Price cuts by Tesla to boost demand (and corresponding price cuts from competitors) pushed average EV prices down to $53,376 in July 2023. Compare that to the high of nearly $70,000 a year ago. Cost reductions for the raw materials needed to make batteries for electric cars have passed even more savings on to customers.
Rivian, however, hasn’t cut prices. It’s been cutting costs instead and moved more production in-house to reduce supplier dependency. That’s been good for Rivian’s performance, but doesn’t change the fact that we’re in a moment of EV supply outstripping demand overall.
What are Rivian investors watching?
Rivian operates from a single factory in Illinois. It plans to produce its 52,000 vehicles this year at that location. It’s worth noting that 52,000 is a little less than one-third of the facility’s capacity — an expensive operation to run.
The company also posted a loss of $1.2 billion in Q2, is likely paying more than market rate for car parts, and has reportedly gone through more than half of its “war chest” of $18 million. Executives don’t expect to hit profitability until the end of next year.

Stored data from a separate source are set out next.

PR #4952, opened 2024-07-28
Format exit errors as JSON if requested

### LINKED ISSUE #4948: Fatal errors should be JSON formatted with --json
Output of `restic version`
--------------------------
restic 0.16.4 compiled with go1.22.2 on linux/amd64

Currently, fatal errors aren't JSON formatted if `--json` is provided. It would be nice if it did surface that in a more programmatically-detectable way.

Fatal errors can be detected by scanning for lines that start with `Fatal:` but still... it'd make me feel safer if I could instead scan for a JSON blob with `"message_type": "fatal_error"` though.

This would be especially handy if Restic ever wants to add more metadata to the error (like requested in #4947)

Open Questions
------------------------
- What should the `message_type` be? I could see an argument for `fatal_error` but I could also see an argument for just `error` (also used for per-file errors in backup/restore commands) with either a null path or a flag like "is_fatal: true`.
- Should we keep printing the `Fatal:` freeform string to the console, to ease the transition for folks like me that are already looking for and parsing such lines?

I'm happy to work on a PR for this, if I could get some pre-guidance on the open questions. Thanks!

mikix:

When using `--json`, exit errors are now formatted as JSON instead of freeform text. And the exit code is included in the JSON blob, for the convenience of any consumers (so they don't have to wait for the exit code and then tie it together with the message).

While I was testing, I also noticed that the `version` command didn't use a `message_type` field in JSON mode - I figured I'd toss one in there for consistency with other messages. If that is undesired, I'm happy to take it out of this PR.

Closes #4948

Checklist
---------

- ~[ ] I have added tests for all code changes.~ (this felt hard to do with the exit call, unless I refactored things a bunch - but I did manually test this)

### DIFF
--- a/cmd/restic/main.go
+++ b/cmd/restic/main.go
@@ -4,6 +4,7 @@ import (
 	"bufio"
 	"bytes"
 	"context"
+	"encoding/json"
 	"fmt"
 	"log"
 	"os"
@@ -102,6 +103,30 @@ func tweakGoGC() {
 	}
 }
 
+func printExitError(code int, message string) {
+	if globalOptions.JSON {
+		type jsonExitError struct {
+			MessageType string `json:"message_type"` // exit_error
+			Code        int    `json:"code"`
+			Message     string `json:"message"`
+		}
+
+		jsonS := jsonExitError{
+			MessageType: "exit_error",
+			Code:        code,
+			Message:     message,
+		}
+
+		err := json.NewEncoder(globalOptions.stderr).Encode(jsonS)
+		if err != nil {
+			Warnf("JSON encode failed: %v\n", err)
+			return
+		}
+	} else {
+		fmt.Fprintf(globalOptions.stderr, "%v\n", message)
+	}
+}
+
 func main() {
 	tweakGoGC()
 	// install custom global logger into a buffer, if an error occurs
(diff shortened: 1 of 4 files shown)


cmd/restic/main.go
```diff
@@ -160,10 +187,16 @@ func main() {
 		exitCode = 10
 	case restic.IsAlreadyLocked(err):
 		exitCode = 11
+	case errors.Is(err, repository.ErrNoKeyFound):
+		exitCode = 12
```
mikix, line 191: This is unrelated to main change, but I threw this in while I was here, since it is useful to programmatically detect a bad password.

cmd/restic/main.go
```diff
@@ -102,6 +103,30 @@ func tweakGoGC() {
 	}
 }
 
+func printExitError(code int, message string) {
+	if globalOptions.JSON {
+		type jsonExitError struct {
+			MessageType string `json:"message_type"` // exit_error
+			Code        int    `json:"code"`
+			Error       string `json:"error"`
```
mikix, line 111: Do we want to mimic the backup/restore errors here with the struct shape from #4946 that holds a string? Or try to distance ourselves from that arguably accidental setup? Or... a half way measure and name this string field `message` to avoid comparisons to the `error` field in those JSON blobs?

MichaelEischer: I prefer the field name `message`. That would then be consistent with an inlined `error` object. Also `jsonExitError.Code` and `jsonExitError.Message` read much better than ``jsonExitError.Error`.

doc/075_scripting.rst
```diff
@@ -83,13 +83,23 @@ JSON output of most restic commands are documented here.
     list of allowed values is documented may be extended at any time.
 
 
+Exit errors
+-----------
+
+Fatal errors will result in a final JSON message before the process exits.
```
MichaelEischer, line 89: It might be interesting to add a remark that JSON output cannot be guaranteed if parsing the CLI arguments failed.

MichaelEischer (changes requested):
Fine with me in general. I just have a few nitpicks, see below.

cmd/restic/main.go
mikix: Done (switched to `message`).

doc/075_scripting.rst
mikix: I added this comment:

```
.. note::
    Some errors cannot be caught and reported this way,
    such as Go runtime errors or command line parsing errors.
```

doc/075_scripting.rst
```diff
@@ -83,13 +83,23 @@ JSON output of most restic commands are documented here.
...
++----------------------+-------------------------------------------+
+| ``code``             | Exit code (see above chart)               |
++----------------------+-------------------------------------------+
+| ``error``            | Error message                             |
++----------------------+-------------------------------------------+
+
 Output formats
 --------------
 
-Currently only the output on ``stdout`` is JSON formatted. Errors printed on ``stderr``
```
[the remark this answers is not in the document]
mikix: I removed it because I felt like the errors-as-JSON situation was so much better that it didn't deserve a big warning. But how about the current text:

```

Commands print their main JSON output on ``stdout``.
The generated JSON output uses one of the following two formats.

.. note::
    Not all messages and errors have been converted to JSON yet.
    Feel free to submit a pull request!
```

That note mirrors an earlier one in the doc about some messages not supporting `--json` at all.

(I also emphasized that some error messages print to `stderr` a few more places in the docs.)

MichaelEischer (approved):
LGTM. Thanks!

PR #4958, opened 2024-07-30
restore: clean up error handling when restoring metadata

mikix:
- Fix a logic error that instead of reporting the *first* metadata-setting error that appears, we were instead reporting the *last* error (and only if the lchown call failed!).
- Don't show any errors when setting metadata for files in non-root mode (things like timestamps, attributes). Previously, only lchown errors were skipped. But other kinds of attribute errors make sense to skip as well. The code path happened to work correctly before because of the above logic error. But once that was fixed, this change needed to happen too.

No - but it's a break out of #4946

Checklist
---------


MichaelEischer (approved):
LGTM. Thanks a lot for finding and fixing this very old bug!

PR #5560, opened 2025-10-12
index: port to  modern Go iterators

MichaelEischer:
Convert MasterIndex, Index and AssociatedSet to use modern Go iterators. I've kept the Repository interface unchanged for now. The change was originally intended to allow removing the `packs` argument from `repository.Repack`. However, to not negatively affect `Prune`, this requires more work than I currently want to spend. Thus, this PR only contains the independently useful index refactorings.

Refactoring made using Cursor AI.

No.

Checklist
---------


MichaelEischer (commented):
LGTM

PR #5567, opened 2025-10-22
Improve example for forget --keep-daily

### LINKED ISSUE #5156: Improve example for `forget --keep-daily`
The `forget` options `--keep-daily` and `--keep-within-daily` have been a constant source of questions. Currently the [documentation](https://restic.readthedocs.io/en/stable/060_forget.html#removing-snapshots-according-to-a-policy) contains an example with snapshots created at regular intervals. However, this does not explain the differences between `--keep-daily` and `--keep-within-daily`.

Notably, for each sale of its famous $80,000 truck, Rivian loses $33,000, according to a Wall Street Journal report, which, for obvious reasons, is an unsustainable way to do business.
So, despite these promising Q3 numbers it makes sense that investors have their reservations about Rivian given current uncertainties.
The bottom line
The EV space remains promising, but, at the same time, competitive and uncertain. Q3 saw Tesla report weaker-than-expected deliveries due to factory updates while Rivian beat expectations. But that’s only one moment in time. The tables could turn again.
While Rivian is known right now as “The Tesla of trucks,” it’s got plenty of potential obstacles in its way. Not the least of which: Tesla will soon launch its Cybertruck, too.